Vilnius had indeed changed. I hadn’t lived there since the union with Poland and had only visited a few times in the years after. The city had grown quite a lot and the market was vast with shops selling all sorts of goods from fresh produce and baked goods to household wares and jewelry. Russia was fascinated by everything and how it differed from what was found in Moscow. He asked me questions about the origins and designs of items. I answered when I could and translated for the shopkeepers when I had to turn his questions over to them. He stopped at a stall to pick out amber pendants to take back for his sisters and at another to buy a molinukai shaped like a rabbit. He was quite taken with the little sculpture. When I teased him for it he claimed it was a present for Her Highness Elizabeth but it was obvious from his flustered reaction that the figure wasn’t truly intended for her.

On our way back Russia commented, “Vilnius is a beautiful city.”

I chuckled a bit and smiled. “How can you even judge? You’ve hardly seen any of it.”

He turned to me his eyes shining with all the happiness of the day. “It’s yours. It would be impossible for your city to not be beautiful.”

The words echoed in my head. ‘Your city’. He had said the same earlier ‘Vilnius is still his’. Those words filled me with a sense of belonging, a sense of freedom I hadn’t felt for a very long time.

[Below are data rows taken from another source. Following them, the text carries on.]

Issue #451, opened 2024-03-13
Support optimize_read_in_order in CHYT


achulkov2:
When using CH queries over logs/events stored in YT it is often necessary to run queries along the lines of the following:
```
SELECT *
FROM //table_sorted_by_key_columns
WHERE <filter on some columns that is satisfied by many rows>
ORDER BY <key_columns> <ASC/DSC>
LIMIT 50
```
NB: Note that the input table is sorted by exactly the same columns as the ones specified in the order by clause.

The table is typically stored in the columnar format, with only a few of the columns containing most of the data weight. 
The filter is often quite wide: e.g. log_level = info, event_type = create_vm, etc.
A typical example of a key column is just a single timestamp column.

It would make sense for the query above to stop its execution when 50 rows, satisfying the filter are collected. This is allowed, since the table is sorted by the exact set of keys specified in the `ORDER BY` clause.

Native ClickHouse provides the [optimize_read_in_order](https://clickhouse.com/docs/en/sql-reference/statements/select/order-by#optimization-of-data-reading) option, which should be effective in this case.
However, it only [seems](https://github.com/search?q=repo%3AClickHouse/ClickHouse%20requestReadingInOrder&type=code) to be supported for specific table engines.

**The general goal is to support the native `optimize_read_in_order` option in the CHYT table engine.**

Together with @DimasKovas we propose the following plan:

1. Support ORDER BY ASC:
    - Add CHYT `read_in_order` option. The behaviour below will be enabled by this option, but only if the set of columns in the `ORDER BY` clause is equal to the table's key column vector.
    - The coordinator will create a single separate subquery for each input table **dropping** the `ORDER BY` clause and without shuffling any input chunks around.
    - The coordinator will schedule these queries across instances. In case of a single instance, multiple subqueries will be handled by the same instance.
    - Each instance will use a single reading thread and configure its reader in such a way, that data is fed into the resulting stream in the table order.
2. Support ORDER BY DSC:
    - When dropping the `ORDER BY` clauses, the coordinator will pass along a flag in case a descending order was requested.
    - The instances will use this flag to trigger a reading order in which data is fed in reverse order from the end of the table. This will have to be implemented as some sort of ChunkReader/BlockFetcher wrapper.
3. Support the native ClickHouse option:
    - Generalise the native ClickHouse code to support making the `optimize_read_in_order` induced changes to the query execution plan for custom engines. **This would be a non-trivial change to the CH upstream.**
[...]

PR #757, opened 2024-08-05
Introduce enable_optimize_read_in_order in CHYT

achulkov2:
This PR introduces a new mode in CHYT that aims to mimic the behaviour of [optimize_read_in_order](https://clickhouse.com/docs/en/sql-reference/statements/select/order-by#optimization-of-data-reading) in native ClickHouse. This PR implements #451, albeit using a different approach.
It works by using a sorted pool to produce jobs of exponentially increasing/decreasing sizes, which turn into subqueries that are processed combined sequentially without additional sorting steps. This should allow queries described in #451 to execute without reading the whole table. 
Notable modifications with generic impact:
* Support for exponentially increasing job sizes in new sorted pool and related classes.
* Chunk slice fetcher is now used when creating a sorted pool in CHYT.
* New column in query log table exporter.

### DIFF
--- a/yt/chyt/server/config.cpp
+++ b/yt/chyt/server/config.cpp
@@ -141,9 +141,8 @@ void TExecutionSettings::Register(TRegistrar registrar)
     registrar.Parameter("enable_min_max_filtering", &TThis::EnableMinMaxFiltering)
         .Default(true);
 
-    // TODO(achulkov2): Set to false by default. This is temporary to run all tests and verify that nothing fails.
     registrar.Parameter("enable_optimize_read_in_order", &TThis::EnableOptimizeReadInOrder)
-        .Default(true);
+        .Default(false);
     registrar.Parameter("assume_no_null_keys", &TThis::AssumeNoNullKeys)
         .Default(false);
     registrar.Parameter("assume_no_nan_keys", &TThis::AssumeNoNanKeys)
--- a/yt/chyt/server/config.cpp
+++ b/yt/chyt/server/config.cpp
@@ -140,6 +140,10 @@ void TExecutionSettings::Register(TRegistrar registrar)
 
     registrar.Parameter("enable_min_max_filtering", &TThis::EnableMinMaxFiltering)
         .Default(true);
+
+    // TODO(achulkov2): Set to false by default. This is temporary to run all tests and verify that nothing fails.
+    registrar.Parameter("enable_optimize_read_in_order", &TThis::EnableOptimizeReadInOrder)
+        .Default(true);
 }
 ////////////////////////////////////////////////////////////////////////////////
 
@@ -280,6 +284,8 @@ void TShowTablesConfig::Register(TRegistrar registrar)
 
 void TSubqueryConfig::Register(TRegistrar registrar)
 {
+    registrar.Parameter("columnar_statistics_fetcher", &TThis::ColumnarStatisticsFetcher)
+        .DefaultNew();
     registrar.Parameter("chunk_slice_fetcher", &TThis::ChunkSliceFetcher)
         .DefaultNew();
     registrar.Parameter("max_job_count_for_pool", &TThis::MaxJobCountForPool)
--- a/yt/chyt/server/config.cpp
+++ b/yt/chyt/server/config.cpp
@@ -144,6 +144,10 @@ void TExecutionSettings::Register(TRegistrar registrar)
     // TODO(achulkov2): Set to false by default. This is temporary to run all tests and verify that nothing fails.
     registrar.Parameter("enable_optimize_read_in_order", &TThis::EnableOptimizeReadInOrder)
         .Default(true);
+    registrar.Parameter("assume_no_null_keys", &TThis::AssumeNoNullKeys)
+        .Default(false);
+    registrar.Parameter("assume_no_nan_keys", &TThis::AssumeNoNanKeys)
+        .Default(false);
 }
 ////////////////////////////////////////////////////////////////////////////////
 
--- a/yt/chyt/server/job_size_constraints.cpp
+++ b/yt/chyt/server/job_size_constraints.cpp
@@ -105,7 +105,7 @@ TClickHouseJobSizeSpec CreateClickHouseJobSizeSpec(
         jobCount += jobSizeTrackerOptions.LimitProgressionLength - 1;
 
         // This helps us actually produce small jobs when we need them.
-        inputSliceDataWeight = std::max<int>(1, startDataWeightPerJob * 0.1);
+        inputSliceDataWeight = std::max<i64>(1, startDataWeightPerJob * 0.1);
     }
 
     // It is important to watch the ratio of total data weight to input slice data weight, to avoid dealing with too many slices.
--- a/yt/chyt/server/job_size_constraints.cpp
+++ b/yt/chyt/server/job_size_constraints.cpp
@@ -1,33 +1,43 @@
 #include "job_size_constraints.h"
 
+#include <yt/yt/server/lib/chunk_pools/job_size_tracker.h>
+
 #include <yt/yt/server/lib/controller_agent/job_size_constraints.h>
 
 #include "config.h"
 
 namespace NYT::NClickHouseServer {
 
+using namespace NChunkPools;
 using namespace NControllerAgent;
 using namespace NLogging;
 
 ////////////////////////////////////////////////////////////////////////////////
 
+constexpr int MaxTotalSliceCount = 1'000'000;
+
+////////////////////////////////////////////////////////////////////////////////
+
 // TODO(max42): consider introducing new job size constraints to encapsulate all these heuristics.
 
-IJobSizeConstraintsPtr CreateClickHouseJobSizeConstraints(
-    TSubqueryConfigPtr config,
+TClickHouseJobSizeSpec CreateClickHouseJobSizeSpec(
+    const TExecutionSettingsPtr& executionSettings,
+    const TSubqueryConfigPtr& subqueryConfig,
     i64 totalDataWeight,
     i64 totalRowCount,
     int jobCount,
     std::optional<double> samplingRate,
+    EReadInOrderMode readInOrderMode,
     const TLogger& logger)
 {
     const auto& Logger = logger;
 
+    YT_VERIFY(jobCount);
     auto dataWeightPerJob = totalDataWeight / jobCount;
 
     if (samplingRate) {
         double rate = samplingRate.value();
-        auto adjustedRate = std::max(rate, static_cast<double>(jobCount) / config->MaxJobCountForPool);
+        auto adjustedRate = std::max(rate, static_cast<double>(jobCount) / subqueryConfig->MaxJobCountForPool);
         auto adjustedJobCount = std::floor(jobCount / adjustedRate);
         YT_LOG_INFO("Adjusting job count and sampling rate (OldSamplingRate: %v, AdjustedSamplingRate: %v, OldJobCount: %v, AdjustedJobCount: %v)",
             rate,
@@ -38,7 +48,7 @@ IJobSizeConstraintsPtr CreateClickHouseJobSizeConstraints(
         jobCount = adjustedJobCount;
     } else {
         // Try not to form too small ranges when total data weight is small.
-        auto maxJobCount = totalDataWeight / std::max<i64>(1, config->MinDataWeightPerThread) + 1;
+        auto maxJobCount = totalDataWeight / std::max<i64>(1, subqueryConfig->MinDataWeightPerThread) + 1;
         if (maxJobCount < jobCount) {
             jobCount = maxJobCount;
             dataWeightPerJob = std::max<i64>(1, totalDataWeight / maxJobCount);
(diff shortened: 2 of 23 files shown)


yt/chyt/server/config.cpp
```diff
@@ -140,6 +140,10 @@ void TExecutionSettings::Register(TRegistrar registrar)
 
     registrar.Parameter("enable_min_max_filtering", &TThis::EnableMinMaxFiltering)
         .Default(true);
+
+    // TODO(achulkov2): Set to false by default. This is temporary to run all tests and verify that nothing fails.
+    registrar.Parameter("enable_optimize_read_in_order", &TThis::EnableOptimizeReadInOrder)
+        .Default(true);
```
achulkov2, line 146: This is set to `true` temporarily, so that we run all CHYT tests in the import and see that nothing breaks.

yt/chyt/server/query_analyzer.cpp
```diff
@@ -728,6 +744,125 @@ void TQueryAnalyzer::OptimizeQueryProcessingStage()
...
+                THROW_ERROR_EXCEPTION_IF(
+                    orderByElement->nulls_direction_was_explicitly_specified,
+                    "Specified nulls direction is incompatible with enabled optimize_read_in_order mode; "
+                    "please turn it off via query settings, specify another nulls direction or use the default nulls direction");
+                YT_LOG_DEBUG(
+                    "Reversing ORDER BY nulls direction (ColumnName: %v, Direction: %v, NullsDirection: %v -> -1)",
+                    orderByElement->children.front()->getColumnName(),
+                    orderByElement->direction,
+                    orderByElement->nulls_direction);
+                orderByElement->nulls_direction = -1;
```
DimasKovas, line 853: Looks suspicious.
First, I'm not sure if we are allowed to change the query AST. I have no idea how CH code would handle this "unexpected change".
Second, it could change the query results compared to the execution without the optimization.

The second point would prevent this optimization from being turned on by default. If this behavior is desired, we could introduce a separate option to configure it.

yt/chyt/server/query_analyzer.cpp
```diff
@@ -728,6 +744,125 @@ void TQueryAnalyzer::OptimizeQueryProcessingStage()
...
+    // In YT, NULL values compare less than any other values. In ClickHouse, NULL value placement
+    // depends solely on the placement requested in the query, which defaults to NULLS LAST.
+    // Since we combine both YT and CH sorting in this mode, there is only one acceptable direction
+    // depending on the requested sort order. In cases when the unsupported option turns out to be
+    // the default (for ascending sorts), we tweak the query to avoid additional user turmoil.
+    if (commonDirection != EReadInOrderMode::None) {
+        for (const auto& orderByElementAst : selectQuery->orderBy()->children) {
+            auto orderByElement = orderByElementAst->as<DB::ASTOrderByElement>();
+
+            // The value of nulls_direction is equal to direction for NULLS LAST and to the opposite
```
DimasKovas, line 839: We can skip `required` columns. Don't need to required 'nulls first/last` for them

yt/chyt/server/query_analyzer.cpp
```diff
@@ -728,6 +744,125 @@ void TQueryAnalyzer::OptimizeQueryProcessingStage()
...
+
+        // Judging by CH code and experiments, ASTOrderByElement always has a single child.
+        if (std::ssize(orderByElement->children) != 1) {
+            THROW_ERROR_EXCEPTION("Query ORDER BY ast is malformed; "
+                "this is a bug; please contact cluster administrators");
+        }
+
+        // The name can contain functions. While it is possible to support tuples
+        // and even monotonic functions, I do not think there is much use.
+        auto columnName = orderByElement->children.front()->getColumnName();
```
DimasKovas, line 797: Need to check that the orderByElement is a `column` somehow before accessing it.

We don't want to break queries with an expression in the `order by` clause.

yt/chyt/server/query_analyzer.cpp
```diff
@@ -728,6 +744,125 @@ void TQueryAnalyzer::OptimizeQueryProcessingStage()
...
+                    orderByElement->nulls_direction);
+                orderByElement->nulls_direction = -1;
+                orderByElement->nulls_direction_was_explicitly_specified = true;
+            }
+        }
+    }
+    // Sadly, with NANs we are just screwed. In YT these values are larger than any others, but in
+    // CHYT they are always placed together with NULLs. These two approaches contradict each other.
+    // To warn about such cases without disabling this optimization for tables with floating-point
+    // key columns completely, we require to specify nulls direction explicitly as a green light.
```
DimasKovas, line 861: I offer to introduce a separate option for `float` behavior too, so we can safely turn `optimize_read_in_order` on by default

yt/chyt/server/subquery.cpp
```diff
@@ -254,7 +255,7 @@ class TInputFetcher
                     EKeyConditionScale::TopLevelDataSlice,
                     dataSlice->LowerLimit().KeyBound,
                     dataSlice->UpperLimit().KeyBound,
-                    dataSlice->GetInputStreamIndex()).can_be_true;
+                    operandIndex).can_be_true;
```
DimasKovas, line 258: I don't understand why this change is needed

yt/chyt/server/subquery.cpp
```diff
@@ -426,7 +427,7 @@ class TInputFetcher
 
             for (auto& dataSlice : InputDataSlices_[tableIndex]) {
                 YT_VERIFY(!dataSlice->IsLegacy);
-                dataSlice->SetInputStreamIndex(operandIndex);
+                dataSlice->SetInputStreamIndex(tableIndex);
```
DimasKovas, line 430: And I don't understand that one either

yt/yt/server/lib/chunk_pools/job_size_tracker.cpp
```diff
@@ -143,6 +147,26 @@ class TJobSizeTracker
             return;
         }
 
+        if (Options_.LimitProgressionRatio && LimitProgressionLength_ < Options_.LimitProgressionLength) {
```
DimasKovas, line 150: I don't understand what is going on here, but if it works as expected, that's fine

DimasKovas (changes requested):

yt/chyt/server/query_context.h
```diff
@@ -278,3 +281,7 @@ void InvalidateCache(
 ////////////////////////////////////////////////////////////////////////////////
 
 } // namespace NYT::NClickHouseServer
+
+#define QUERY_CONTEXT_INL_H_
+#include "query_context-inl.h"
```
DimasKovas, line 286: There is no `query_context-inl.h` in this PR

achulkov2: That's a pity! Added id, so you can import again for tests.

yt/chyt/server/subquery.cpp
achulkov2: This is the consequence of the change in input stream index (it used to reflect the operand index and now it doesn't).

yt/chyt/server/query_context-inl.h
```diff
@@ -0,0 +1,28 @@
...
+            key,
+            NYson::ConvertToYsonString(RuntimeVariables_->GetYson(key), NYson::EYsonFormat::Text),
+            NYson::ConvertToYsonString(value, NYson::EYsonFormat::Text));
+    }
+    RuntimeVariables_->Set(key, value);
+}
+
+////////////////////////////////////////////////////////////////////////////////
+
+} // namespace NYT::NClickHouseServer
```
DimasKovas, line 28: '\n'

DimasKovas (approved):
To run tests

yt/chyt/server/subquery.cpp
achulkov2: In order for sorted pool to work properly, we need to attribute slices to correct input streams: the pool uses these streams to decide whether to use chunk slice fetcher (used for unversioned streams only) and in the end it validates that output slices from a single stream are actually sorted. I am pretty sure these indexes are also used while building jobs, otherwise it would be impossible to have multiple potentially intersecting sorted tables as input.

Previously, we used the operand index as input stream index, so all concatenated tables seemed like one big table to the pool. This has no chances of working, since this "one big table" is not actually sorted.

yt/chyt/server/query_analyzer.cpp
achulkov2: For the first point, I don't know how to check whether it is okay to change it like that or not. I can say that first I only changed `nulls_direction` and it didn't have any effect, but once you also set `nulls_direction_was_explicitly_set` it starts having effect. There are tests for this and they pass. 
Also there are already some AST changes nearby in `Analyze`, so I think it should be fine...

achulkov2: As for the second point, my intent was exactly so that we could enable it by default and the users wouldn't have to manually write `NULLS FIRST` or `NULLS LAST` in their queries. 
I agree that this is all quite annoying. I am also concerned that optional key columns are probably not uncommon, since that is pretty much what you get by default.

I can introduce a separate option that would enable this behaviour and turn it off by default. If it is disabled, then we will throw an exception here instead of changing the AST. However, I still want to change the AST, because enabling this extra option is much easier for the user than thinking about the correct NULLS direction. It is also much easier to copy and paste an enabled option from query to query. 

What do you think?

yt/chyt/server/query_analyzer.cpp
achulkov2: We shouldn't? A few lines below we compare this name to the name of the corresponding column (by index) in the schema. This should never be true for expressions, so we won't enable the optimization. There is one test for that.

yt/yt/server/lib/chunk_pools/job_size_tracker.cpp
achulkov2: The class itself is quite complicated, yeah, it took me a while. You should double check the general intent and whether I computed parameters correctly. 
I spent quite some time debugging errors around this and idk if there are more mistakes.

yt/chyt/server/config.cpp
achulkov2: > Why not to use native ClickHouse's enable_optimize_read_in_order option?
Do we have the ability to enable/disable native CH-options for the whole clique?

achulkov2: >Did you measure the worst possible performance degradation from this optimization? If the degradation is not significant, we can leave it on by default.

What is the best way to go about measuring this? Do we have perf tests? :)

yt/chyt/server/job_size_constraints.cpp
```diff
@@ -49,11 +59,78 @@ IJobSizeConstraintsPtr CreateClickHouseJobSizeConstraints(
...
+        switch (readInOrderMode) {
+            case EReadInOrderMode::Forward:
+                // The first range is small!
+                dataWeightPerJob = startDataWeightPerJob;
+                break;
+            case EReadInOrderMode::Backward:
+                // We will be reading these ranges backwards!
+                jobSizeTrackerOptions.LimitProgressionRatio = 0.5;
+                // We need to perform an actual split for the optimization to work.
+                if (jobCount == 1) {
```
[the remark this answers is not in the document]
achulkov2: No, because in forward mode we start with `startDataWeightPerJob`, which is small, instead of `dataWeightPerJob` computed above. If this small size is larger than the entire table, then that's fine and we only need one small job. 

The problem in backward mode is that we need to produce a few slices first before starting our exponential descent, and here we have no chance of doing that if we put everything in one single slice in the very beginning.

yt/chyt/server/config.cpp
DimasKovas: > Do we have the ability to enable/disable native CH-options for the whole clique?

Yes, we do. The default CH settings may be specified in the cliques's config like this: `{clickhouse={settings={enable_optimize_read_in_order=1}}}`

But afaik, it's turned on by default in CH

> What is the best way to go about measuring this? Do we have perf tests? :)

Unfortunately, we don't have perf tests yet. I think that a simple query on a large table, with all the rows being filtered out, would give us an idea of how bad the performance degradation might be.

DimasKovas (changes requested):
There are quite a few tests failing after this change.

Here is the list:
```
test_atomicity.py::TestClickHouseAtomicity test_join_with_locks (gudqeit)
test_input_fetching.py::TestInputFetching[0] test_reading_dynamic_and_static_tables (gudqeit)
test_input_fetching.py::TestInputFetching[0] test_reading_multiple_dynamic_tables (gudqeit)
test_join_and_in.py::TestJoinAndInStress test_sorted_join_stress (max42)
test_join_and_in.py::TestJoinAndIn[0] test_complex_join_key (dakovalkov)
test_join_and_in.py::TestJoinAndIn[0] test_filter_joined_subquery (dakovalkov)
test_join_and_in.py::TestJoinAndIn[0] test_join_table_and_array_join (dakovalkov)
test_join_and_in.py::TestJoinAndIn[0] test_tricky_join (max42)
test_join_and_in.py::TestJoinAndIn[1] test_join_dynamic_tables_with_dynamic_stores (max42)
test_join_and_in.py::TestJoinAndIn[1] test_join_for_unsorted_tables (gudqeit)
test_join_and_in.py::TestJoinAndIn[1] test_sorted_join_simple (max42)
test_join_and_in.py::TestJoinAndIn[1] test_sorted_join_with_wider_key_condition (max42)
test_join_and_in.py::TestJoinAndIn[1] test_tricky_join2 (max42)
```

yt/chyt/server/query_analyzer.cpp
DimasKovas: I expected it to throw an error if the `orderByElement` is not a column literal. But yeah, since the tests work as expected, it's not the case.

Anyway, imho, an explicit check that the element is a literal would show your intent clearer in the code.

achulkov2:
> There are quite a few tests failing after this change.

I fixed a stupid bug, let's import again?

DimasKovas (approved):
To run tests

achulkov2:
I fixed another bug in which I moved `queryAnalyzer.Prepare()` a bit too early in `getQueryProcessingStage` in `storage_distributor.cpp`.
I am also concerned that I introduced a call to `Analyze` there, which might actually change the query AST (in my new way, but also in already existing ways). 
Once we are finished with some of the discussions in the comments, I plan to separate the inference of `ReadInOrderMode`, which will happen in `ParseQuery` or `Prepare`, and the modification of ORDER BY in the AST, which will happen in `Analyze`. 
I also propose renaming `Analyze` into something more verbose of the fact that it can modify the AST.

DimasKovas (approved):
To run tests

yt/chyt/server/query_analyzer.cpp
DimasKovas: I thought about it one more time and now I'm pretty sure that this type of change is illegal.

For example, let's look at this query:

```sql
select * from (
    select * from "//sorted_table"
    order by key
    limit 5
    union all
    select * from "//unsorted_table"
    order by key
    limit 5
) order by key
```

In this case ClickHouse may substitute the last `order by key` phase with `sorted merge`, because both subqueries have already been sorted by the key.

But if you change the order of nulls, two subqueries would be sorted differently, and sorted merge may either throw an error or return an incorrect result.

The same applies to NaNs - I'm not sure that it's a good idea to have this logic at all, even under an option.

achulkov2: The problem is that without this logic we might get incorrect results when read_in_order is enabled. What should we do?

yt/chyt/server/query_analyzer.cpp
```diff
@@ -728,6 +744,125 @@ void TQueryAnalyzer::OptimizeQueryProcessingStage()
...
+        for (const auto& orderByElementAst : selectQuery->orderBy()->children) {
+            auto orderByElement = orderByElementAst->as<DB::ASTOrderByElement>();
+
+            // The value of nulls_direction is equal to direction for NULLS LAST and to the opposite
+            // of direction for NULLS FIRST.
+            // For ASC (d = 1), we need NULLS FIRST (nd = -d = -1).
+            // For DSC (d = -1), we need NULLS LAST (nd =  d = -1).
+            if (orderByElement->nulls_direction != -1) {
+                THROW_ERROR_EXCEPTION_IF(
+                    orderByElement->nulls_direction_was_explicitly_specified,
```
DimasKovas, line 845: We have discussed that there should be no errors here - just disable the optimization if the order by clause is incompatible.

yt/chyt/server/query_analyzer.cpp
achulkov2: New approach: we do not change AST in any way, but add two additional options `assume_no_null_keys` and `assume_no_nan_keys`.
We check nulls direction for a key column if it could have either nulls or nans, but not both at the same time (only for floats), and only optimize if it is correct. If a float key column could have both nulls and nans we never optimize.

yt/chyt/server/query_analyzer.cpp
achulkov2: Removed this, see other comments.

yt/chyt/server/config.cpp
achulkov2: Since we want to disable the option by default for now, I will keep our separate option. I don't think it is easy (or that we should) disable a native CH option from our code. 

If we decide to enable it by default, we should probably deprecate it in favor of the native option (which is turned on by default).

DimasKovas: Ok

yt/chyt/server/query_analyzer.cpp
achulkov2: Changed it to a cast to `ASTIdentifier`. It is even better, because it works properly with aliases introduced by `WITH`!

achulkov2:
I have implemented what we have talked about, if there are no more issues, let's import the PR, wait for tests to pass internally, then change the default to `false` and import and merge.

DimasKovas (approved):
Tu run tests

yt/chyt/server/query_context-inl.h
```diff
@@ -0,0 +1,28 @@
...
+
+////////////////////////////////////////////////////////////////////////////////
+
+template <class T>
+void TQueryContext::SetRuntimeVariable(const TString& key, const T& value)
+{
+    auto guard = Guard(QueryLogLock_);
+    YT_VERIFY(RuntimeVariables_);
+    if (RuntimeVariables_->Contains(key)) {
+        YT_LOG_WARNING(
```
DimasKovas, line 17: Just in case:
TQueryContext is shared between all subqueries in the query.
E.g. if you have query like this:
```sql
SELECT * FROM t1
ORDER BY key
LIMIT 10
UNION ALL
SELECT * FROM t2
ORDER BY key
LIMIT 10
```
You will override the runtime variables when executing the second subquery and trigger this `YT_LOG_WARNING`

DimasKovas (approved):
LGTM

Please, run `ya test --style` in `yt/chyt/server/tests` - there are a log of `flake8` issues in your tests.

Unfortunately, CHYT tests weren't run internally because of an infrastructure issue. I've just restarted the check. If it passes, let's change default to `false` and merge it

yt/chyt/server/query_context-inl.h
achulkov2: After our discussion, I don't think it is worth investing into fixing this. Changed to YT_LOG_DEBUG, so that we could see it in the log.

yt/chyt/server/query_analyzer.cpp
```diff
@@ -728,6 +754,115 @@ void TQueryAnalyzer::OptimizeQueryProcessingStage()
...
+    }
+
+    auto commonDirection = EReadInOrderMode::None;
+
+    // Columns from the ORDER BY clause must form a prefix of the table's primary key.
+    if (std::ssize(selectQuery->orderBy()->children) > schema->GetKeyColumnCount()) {
+        return;
+    }
+
+    std::vector<TString> floatKeyColumnsWithoutExplicitNullsDirection;
```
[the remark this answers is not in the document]
achulkov2: Forgot to fix this in the last commit, done.

DimasKovas:
I don't see any relevant test failures. Let's change the default to `false` and merge

achulkov2:
> I don't see any relevant test failures. Let's change the default to `false` and merge

Done.

DimasKovas (approved):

Metai: The Seasons. A Lithuanian poem by Kristijonas Donelaitis. Really an interesting poem. If you’re interested you can read it in English here: http://members.efn.org/~valdas/seasons.html
Вели́кие Лу́ки: Velikiye Luki
Count Bennigsen: Levin August, Count von Bennigsen was the Governor of the Lithuania-Vilna Governorate from 1801 to 1806. He was a German General who served Russia’s military.
Molinukai: Clay whistle/ocarina things that are often shaped like animals. Years ago there was a woman who sold them at the state fair where I live. I had a cat!
Her Highness Elizabeth: This refers to Elizabeth Alexeievna the Grand Duchess of Russia wife of Tsar Alexander I

Author’s Note: I can’t believe how long it’s been since I updated this. I don’t even have a good excuse. Don’t get me wrong, I have a whole host of excuses but really there’s no good excuse for taking over TEN MONTHS to update. I had the first half of this chapter written within weeks after the last one but then… well here we are ten months later. I want to thank everyone who’s still reading because I would have given up a long time ago if I was you. I’m seriously the worst author ever for taking this long. I’m going to try to put myself on a schedule and put out an update at least every two months because really it shouldn’t take more than two months to write a chapter. Also, I swear to god it’s going to pick back up next chapter because I have historic events to get to (YAY! for history!).